YOUR GOAL: Transcribe the records word for word, leaving nothing out.

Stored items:
┌────────
PR #3004, opened 2022-02-24
WIP: OBKN-387 Order import needs to support XLSX

chetanmaharishi:
OBKN-387 Order import needs to support XLSX


jmiranda:
thanks @chetanmaharishi. I'll review early next week.

jmiranda:
@chetanmaharishi just pulled down this PR and it's working great. do you think there's an esay way to get this working without needing to create file on the filesystem i.e. using a byte array output stream?

mdpearson:
Hi folks, any reason we're adding a 2.5 mbyte jar file to the repo, instead of fetching it from e.g. maven? Also, 2.x has a pretty serious security vulnerability; if it's at all possible, let's try to use 3.x or later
└────────
RESPONSE:
PR #3004, opened 2022-02-24
WIP: OBKN-387 Order import needs to support XLSX

chetanmaharishi:
OBKN-387 Order import needs to support XLSX


jmiranda:
thanks @chetanmaharishi. I'll review early next week.

jmiranda:
@chetanmaharishi just pulled down this PR and it's working great. do you think there's an esay way to get this working without needing to create file on the filesystem i.e. using a byte array output stream?

mdpearson:
Hi folks, any reason we're adding a 2.5 mbyte jar file to the repo, instead of fetching it from e.g. maven? Also, 2.x has a pretty serious security vulnerability; if it's at all possible, let's try to use 3.x or later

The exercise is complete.